Growing up hasn’t been easy and I know that I’m not alone in this. People keep asking me, what is your passion in life? At different points in life, I have had to give different answers. Recently, I started thinking about the answer to this question. And why I get to answer differently at times.

 From a very young age, I was very passionate about becoming a medical doctor. Let give a bit of context to put things in perspective. Back in basic school, the only professions I remember my teachers mentioning to us was; Doctor, Nurse, Teacher and Farmers.

I certainly did not want to become a farmer. This was because I saw all these farmers in and around my neighbourhood and how little they made from their produce and hard work. For being a nurse, I only knew it to be a profession for females and hence I didn’t even consider it an option. Was I going to be a teacher? Didn’t occur to me at that young age. So, the dream was to become Dr. Obed Ehoneah.

By primary five, I left my hometown, Aiyinasi, to stay in a nearby village (name withheld, but those who know, know). The observation I made in that village was that, almost everyone was in a way a farmer. The others who either store keepers, susu collectors or had no fixed work.

Surprisingly, the most common job which involved the use of a pen was being a lotto agent. Meaning the most literates in the village were lotto agents. Being a child in such an area limited you in so many things. You didn’t see the importance of schooling because they best you could become was to become a lotto agent.

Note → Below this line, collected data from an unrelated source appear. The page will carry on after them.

PR #820, opened 2022-09-08
Improve protocol for ring opening/closing transformations

mcwitt:
- Changes the functional form used for interpolation of harmonic bond and angle force constants in single topology transformations from linear to log-linear
   - This is motivated by the observation that the optimal transformation between gaussians is approximately log-linear in sigma in the limit that initial and final mu are identical ([theory reference](http://www.stat.columbia.edu/~gelman/research/published/path2.pdf), [numerical evidence (cell 75)](https://gitlab.com/relaytx/users/jfass/notebooks/-/blob/master/protocol_optimization/RingClosingTwoWays.ipynb)).

- For bonds, angles and torsions In the case where `src_k=0` or `dst_k=0` (e.g. ring opening/closing), sequences force constant transformations so that force constants "turn on" in the order (bonds, angles, torsions).
   - This is to prevent numerical instability seen when an angle with nonzero k spans a bond with near-zero k (due to potential colocation of atoms), or when a torsion with nonzero k spans an angle with near-zero k (due to potential collinearity of bonds).

### hif2a vacuum single topology test

- 32 windows
- 750 ps / window
- 80 edges (from `results_edges_20ns.csv`)

#### Before
Simultaneous linear interpolation for bonds and angle force constants
image

#### After
Log-linear interpolation for bond, angle force constants; sequenced (bonds, angles, torsions)
image

### DIFF
--- a/setup.py
+++ b/setup.py
@@ -100,7 +100,7 @@ setup(
             "mypy==0.942",
             "pre-commit==2.17.0",
         ],
-        "test": ["pytest", "pytest-cov", "hilbertcurve==1.0.5", "hypothesis==6.54.6"],
+        "test": ["pytest", "pytest-cov", "hilbertcurve==1.0.5"],
     },
     package_data={
         "timemachine": [
--- a/setup.py
+++ b/setup.py
@@ -100,7 +100,7 @@ setup(
             "mypy==0.942",
             "pre-commit==2.17.0",
         ],
-        "test": ["pytest", "pytest-cov", "hilbertcurve==1.0.5"],
+        "test": ["pytest", "pytest-cov", "hilbertcurve==1.0.5", "hypothesis==6.54.6"],
     },
     package_data={
         "timemachine": [
--- a/tests/test_single_topology_v3.py
+++ b/tests/test_single_topology_v3.py
@@ -455,7 +455,7 @@ def test_interpolate_harmonic_force_constant(src_k, dst_k, k_min, lambda_interva
 
     lambdas = np.arange(0.01, 1.0, 0.01)
 
-    # all interpolated values less than k_min
+    # all interpolated values >= k_min
     np.testing.assert_array_less(1.0, f(src_k, dst_k, lambdas) / k_min + 1e-9)
 
     def assert_nondecreasing(f):
--- a/tests/test_single_topology_v3.py
+++ b/tests/test_single_topology_v3.py
@@ -14,6 +14,8 @@ from importlib import resources
 import jax.numpy as jnp
 import numpy as np
 import pytest
+from hypothesis import given
+from hypothesis.strategies import floats
 from jax import vmap
 from jax.experimental.checkify import checkify
 from rdkit import Chem
@@ -494,8 +496,25 @@ def test_cyclic_difference():
     assert cyclic_difference(0, 0, 3) == 0
     assert cyclic_difference(0, 1, 3) == 1
     assert cyclic_difference(0, 2, 3) == -1
-
     _ = jax.jit(cyclic_difference)(0, 1, 1)
+
+
+finite_floats = functools.partial(floats, allow_subnormal=False, allow_nan=False, allow_infinity=False)
+
+
+@given(finite_floats(-1e6, 1e6), finite_floats(-1e6, 1e6), finite_floats(min_value=0.0, exclude_min=True))
+def test_cyclic_difference_prop(a, b, period):
+    cdiff = cyclic_difference(a, b, period)
+
+    def assert_allclose_cyclic(a, b, **kwargs):
+        def f(x):
+            x_mod = x % period
+            return np.minimum(x_mod, period - x_mod)
+
+        return np.testing.assert_allclose(f(a), f(b), **kwargs)
+
+    assert_allclose_cyclic(a + cdiff, b, atol=1e-10)
+    assert_allclose_cyclic(np.abs(cdiff), np.abs(a - b), atol=1e-12)
 
 
 def assert_linear(f, x1, x2, x3):
--- a/tests/test_single_topology_v3.py
+++ b/tests/test_single_topology_v3.py
@@ -421,6 +421,16 @@ def test_handle_ring_opening_closing_symmetric(k, lambda_interval, lam):
     )
 
 
+@given(nonzero_force_constants, st.lists(lambdas, min_size=3, max_size=3, unique=True).map(sorted))
+@seed(2022)
+def test_handle_ring_opening_closing_pin_to_end_states(k, lambdas):
+    lam, lambda_min, lambda_max = lambdas
+    assert handle_ring_opening_closing(linear_interpolation, 0.0, k, lam, lambda_min, lambda_max) == 0.0
+
+    lambda_min, lambda_max, lam = lambdas
+    assert handle_ring_opening_closing(linear_interpolation, 0.0, k, lam, lambda_min, lambda_max) == k
+
+
 @given(
     nonzero_force_constants,
     nonzero_force_constants,
@@ -517,6 +527,16 @@ def test_cyclic_difference_inverse(a, b, period):
 @seed(2022)
 def test_cyclic_difference_antisymmetric(a, b, period):
     assert cyclic_difference(a, b, period) + cyclic_difference(b, a, period) == 0
+
+
+@given(bounded_ints, bounded_ints, bounded_ints, bounded_ints, periods)
+@seed(2022)
+def test_cyclic_difference_shift_by_n_periods(a, b, m, n, period):
+    assert_equal_cyclic(
+        cyclic_difference(a + m * period, b + n * period, period),
+        cyclic_difference(a, b, period),
+        period,
+    )
 
 
 @given(bounded_ints, bounded_ints, bounded_ints, periods)
--- a/tests/test_single_topology_v3.py
+++ b/tests/test_single_topology_v3.py
@@ -492,6 +492,16 @@ def test_cyclic_difference():
     assert cyclic_difference(0, 0, 3) == 0
     assert cyclic_difference(0, 1, 3) == 1
     assert cyclic_difference(0, 2, 3) == -1
+
+    # antisymmetric
+    assert cyclic_difference(0, 1, 3) == -cyclic_difference(1, 0, 3)
+    assert cyclic_difference(0, 2, 3) == -cyclic_difference(2, 0, 3)
+
+    # translation invariant
+    assert cyclic_difference(0, 1, 3) == cyclic_difference(-1, 0, 3)
+    assert cyclic_difference(0, 4, 8) == cyclic_difference(-2, 2, 8) == cyclic_difference(-4, 0, 8)
+
+    # jittable
     _ = jax.jit(cyclic_difference)(0, 1, 1)
 
 
--- a/tests/test_single_topology_v3.py
+++ b/tests/test_single_topology_v3.py
@@ -14,8 +14,6 @@ from importlib import resources
 import jax.numpy as jnp
 import numpy as np
 import pytest
-from hypothesis import given
-from hypothesis.strategies import floats
 from jax import vmap
 from jax.experimental.checkify import checkify
 from rdkit import Chem
@@ -497,24 +495,6 @@ def test_cyclic_difference():
     assert cyclic_difference(0, 1, 3) == 1
     assert cyclic_difference(0, 2, 3) == -1
     _ = jax.jit(cyclic_difference)(0, 1, 1)
-
-
-finite_floats = functools.partial(floats, allow_subnormal=False, allow_nan=False, allow_infinity=False)
-
-
-@given(finite_floats(-1e6, 1e6), finite_floats(-1e6, 1e6), finite_floats(min_value=0.0, exclude_min=True))
-def test_cyclic_difference_prop(a, b, period):
-    cdiff = cyclic_difference(a, b, period)
-
-    def assert_allclose_cyclic(a, b, **kwargs):
-        def f(x):
-            x_mod = x % period
-            return np.minimum(x_mod, period - x_mod)
-
-        return np.testing.assert_allclose(f(a), f(b), **kwargs)
-
-    assert_allclose_cyclic(a + cdiff, b, atol=1e-10)
-    assert_allclose_cyclic(np.abs(cdiff), np.abs(a - b), atol=1e-12)
 
 
 def assert_linear(f, x1, x2, x3):
--- a/tests/test_single_topology_v3.py
+++ b/tests/test_single_topology_v3.py
@@ -399,10 +399,10 @@ nonzero_force_constants = finite_floats(1e-9, 1e9)
 
 lambdas = finite_floats(0.0, 1.0)
 
-open_lambda_intervals = st.lists(finite_floats(1e-9, 1.0 - 1e-9), min_size=2, max_size=2, unique=True).map(sorted)
+lambda_intervals = st.lists(finite_floats(1e-9, 1.0 - 1e-9), min_size=2, max_size=2, unique=True).map(sorted)
 
 
-@given(nonzero_force_constants, open_lambda_intervals, lambdas)
+@given(nonzero_force_constants, lambda_intervals, lambdas)
 def test_handle_ring_opening_closing_symmetry(k, lambda_interval, lam):
     lambda_min, lambda_max = lambda_interval
 
@@ -424,7 +424,7 @@ def test_handle_ring_opening_closing_symmetry(k, lambda_interval, lam):
     nonzero_force_constants,
     nonzero_force_constants,
     nonzero_force_constants,
-    open_lambda_intervals,
+    lambda_intervals,
 )
 def test_interpolate_harmonic_force_constant(src_k, dst_k, k_min, lambda_interval):
     lambda_min, lambda_max = lambda_interval
--- a/tests/test_single_topology_v3.py
+++ b/tests/test_single_topology_v3.py
@@ -522,6 +522,7 @@ bounded_ints = st.integers(-int(1e9), int(1e9))
 @seed(2022)
 def test_cyclic_difference_inverse(a, b, period):
     x = cyclic_difference(a, b, period)
+    assert np.abs(x) <= period / 2
     assert_equal_cyclic(a + x, b, period)
 
 
--- a/tests/test_single_topology_v3.py
+++ b/tests/test_single_topology_v3.py
@@ -15,6 +15,7 @@ import jax.numpy as jnp
 import numpy as np
 import pytest
 from jax import vmap
+from jax.experimental.checkify import checkify
 from rdkit import Chem
 from rdkit.Chem import AllChem
 
@@ -27,11 +28,10 @@ from timemachine.fe.single_topology_v3 import (
     MultipleAnchorWarning,
     SingleTopologyV3,
     canonicalize_improper_idxs,
+    cyclic_difference,
     handle_ring_opening_closing,
-    interpolate_harmonic_force,
-    interpolate_periodic_torsion,
+    interpolate_harmonic_force_constant,
     setup_dummy_interactions_from_ff,
-    standardize_angle_radians,
 )
 from timemachine.fe.system import convert_bps_into_system, minimize_scipy, simulate_system
 from timemachine.fe.utils import get_mol_name, get_romol_conf
@@ -326,7 +326,7 @@ def test_jax_transform_intermediate_potential():
     def U(x, lam):
         return st.setup_intermediate_state(lam).get_U_fn()(x)
 
-    _ = jax.jit(U)(conf, 0.1)
+    _ = jax.jit(checkify(U))(conf, 0.1)
 
     confs = jnp.array([conf for _ in range(10)])
     lambdas = jnp.linspace(0, 1, 10)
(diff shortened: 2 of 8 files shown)


tests/test_single_topology_v3.py
```diff
@@ -340,3 +347,109 @@ def test_combine_with_host():
...
+    # check that force constants are interpolated linearly in the intermediate region
+    dst_params = random_params()
+    assert_linear(lambda x: f(src_params, dst_params, x)[0], lambda_min, 0.5, 1 - lambda_min)
+
+    # check that k(lambda) = 0 when 1 - lambda_min < lambda for ring opening
+    opening_idxs = rng.choice(n, 10)
+    dst_params = random_params()
+    dst_params[0, opening_idxs] = 0.0
+    assert np.all(f(random_params(), dst_params, 1 - dlam)[0, opening_idxs] == 0.0)
+
```
mcwitt, line 449: TODO: Add test for simultaneous ring opening and closing

timemachine/fe/single_topology_v3.py
```diff
@@ -483,6 +484,103 @@ def find_dummy_groups_and_anchors(mol_a, mol_b, core_a, core_b):
...
+        jnp.array([k0, x0]),
+        jnp.where(
+            lamb == 1.0,
+            jnp.array([k1, x1]),
+            f(jnp.maximum(k0, k_min), jnp.maximum(k1, k_min)),
+        ),
+    )
+
+
+def standardize_angle_radians(x):
```
mcwitt, line 532: TODO: investigate period-aware interpolation

timemachine/fe/interpolate.py
```diff
@@ -148,4 +148,29 @@ def linear_interpolation(src_params, dst_params, lamb):
...
+        linear_interpolation(
+            jnp.log(jnp.maximum(src_params, min_value)),
+            jnp.log(jnp.maximum(dst_params, min_value)),
+            lamb,
+        )
+    )
+
+
+def pad(f, src_params, dst_params, lamb, lambda_min, lambda_max):
+    return jnp.where(
```
mcwitt, line 168: TODO: docstring

setup.py
```diff
@@ -100,7 +100,7 @@ def build_extension(self, ext):
             "mypy==0.942",
             "pre-commit==2.17.0",
         ],
-        "test": ["pytest", "pytest-cov", "hilbertcurve==1.0.5"],
+        "test": ["pytest", "pytest-cov", "hilbertcurve==1.0.5", "hypothesis==6.54.6"],
```
mcwitt, line 103: Note: not essential, but I found property testing useful for getting the `cyclic_difference` function correct. Open to removing

timemachine/fe/single_topology_v3.py
```diff
@@ -483,6 +484,211 @@ def find_dummy_groups_and_anchors(mol_a, mol_b, core_a, core_b):
...
+
+    with minimum abs(d).
+    """
+
+    d = jnp.fmod(b - a, period)
+
+    def f(d):
+        return jnp.where(d <= period / 2, d, d - period)
+
+    return jnp.where(0 < d, f(d), -f(-d))
```
mcwitt, line 609: It feels like there might be a simpler formula / builtin function for this definition of cyclic difference, but I wasn't able to figure it out yet.

timemachine/fe/interpolate.py
```diff
@@ -148,4 +148,33 @@ def linear_interpolation(src_params, dst_params, lamb):
...
+    """
+    Linear interpolation in log space
+    """
+    return jnp.exp(
+        linear_interpolation(
+            jnp.log(jnp.maximum(src_params, min_value)),
+            jnp.log(jnp.maximum(dst_params, min_value)),
+            lamb,
+        )
+    )
```
maxentile, line 164: 1. Clarification: if `src_params` and `dst_params` < `min_val`, does this not return `src_params` @ `lamb=0`, `dst_params` @ `lamb=1`?

2. Style opinion: preference for simpler compound statements 
```suggestion
    src = jnp.maximum(src_params, min_value)
    dst = jnp.maximum(dst_params, min_value)
    return jnp.exp(linear_interpolation(jnp.log(src), jnp.log(dst), lamb))
```

maxentile: Ahh, I see -- it's safe if combined with `pad`, which pins to end-state values outside of `[lambda_min, lambda_max]`

timemachine/fe/single_topology_v3.py
```diff
@@ -483,6 +484,211 @@ def find_dummy_groups_and_anchors(mol_a, mol_b, core_a, core_b):
     return dummy_groups_b, all_jks
 
 
+def handle_ring_opening_closing(
+    f: Callable[[float, float, float], float],
```
maxentile, line 488: Preference: type alias `InterpolationFxn`, more suggestive name `interpolate_fxn`, or docstring line indicating parameters of `f(src, dst, lamb) -> interpolated`

timemachine/fe/single_topology_v3.py
maxentile, line 609: Nice! This should be more efficient in the worst case than the previous approaches of linearly interpolating raw angles, or linearly interpolating angles mapped to a fixed interval.

tests/test_single_topology_v3.py
```diff
@@ -383,3 +394,131 @@ def test_no_chiral_bond_restraints():
...
+    np.testing.assert_allclose(f(a, b, 1.0), b)
+
+    rng = np.random.default_rng(2022)
+    lambdas = rng.uniform(0, 1, (30,))
+    ys = vmap(functools.partial(f, a, b))(lambdas)
+    assert np.all(np.minimum(a, b) <= ys)
+    assert np.all(ys <= np.maximum(a, b))
+
+
+def test_handle_ring_opening_closing():
```
maxentile, line 410: Sorry if I missed it, but also add test asserting vacuum stability on hif2a dataset examples of ring opening/closing?

maxentile (commented):
Still reviewing, but looks great so far! A few initial comments.

timemachine/fe/interpolate.py
mcwitt: Yes; also in cases where we don't use `pad` (if there is no ring opening/closing), the end-states are special cases in `interpolate_harmonic_force_constant`

tests/test_single_topology_v3.py
mcwitt: Good call, I had not done this yet but will add.

timemachine/fe/single_topology_v3.py
mcwitt: Good call. I added the suggestion to the docstring in 861cc6d (coming up with a general type for `InterpolationFxn` at this stage seemed a bit complicated due to mixed conventions with passing scalars and arrays)

timemachine/fe/single_topology_v3.py
```diff
@@ -483,6 +484,221 @@ def find_dummy_groups_and_anchors(mol_a, mol_b, core_a, core_b):
...
+    Parameters
+    ----------
+    src_params : array-like, float, (2,)
+        force constant and equilibrium length at lambda=0
+
+    dst_params : array-like, float, (2,)
+        force constant and equilibrium length at lambda=1
+
+    lamb : float
+        control parameter
```
mcwitt, line 591: TODO: control -> alchemical

timemachine/fe/interpolate.py
mcwitt: Hopefully further addressed potential confusion in 4f91650b4f42380f1df478a098d15865261a4f60.

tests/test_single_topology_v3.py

Subconsciously, this affected the young ones there. A lot of them didn’t want to go to school and even the fraction of them who attended school performed poorly. So, I thought to myself I have to do my best in studying because I didn’t ever want to end up as a lotto agent. Still dreaming of becoming a doctor.

I was understudying my father who was a Licensed chemical seller (now know as Over the counter Medicines Seller). Over my stay in the store, I got a shift in interest or should I say what I wanted to become was becoming more obvious to me. I was always stunned that a small molecule like that could easily relieve someone of whatever condition they brought to our facility. To me that was magic.

So instead of becoming a doctor, I started dreaming of becoming one of the magicians who make these medicines. I later on found out that, that was the work of a pharmacist. So, I wanted to become a pharmacist. This was by the time I was in Junior high school. I had a lot of individuals who were supplying our store encouraging me to become a pharmacist. At this point I had only one passion, to become a pharmacist.

In secondary school, I was following my parents’ advice keenly. Study hard, make good grades so you can get a job that you want in future. I was so much into my books, nothing more nothing less. Little games, little entertainment, and a few friends. The only other thing I had time for was worshiping God.

By final year, I was one of the very good students in the school and was selected to be part of a new club; the robotics club. In the robotics club, we were trained to build and programmed robots. This was the time that I was exposed to the magic of computers. Another magic? Was my passion going to change?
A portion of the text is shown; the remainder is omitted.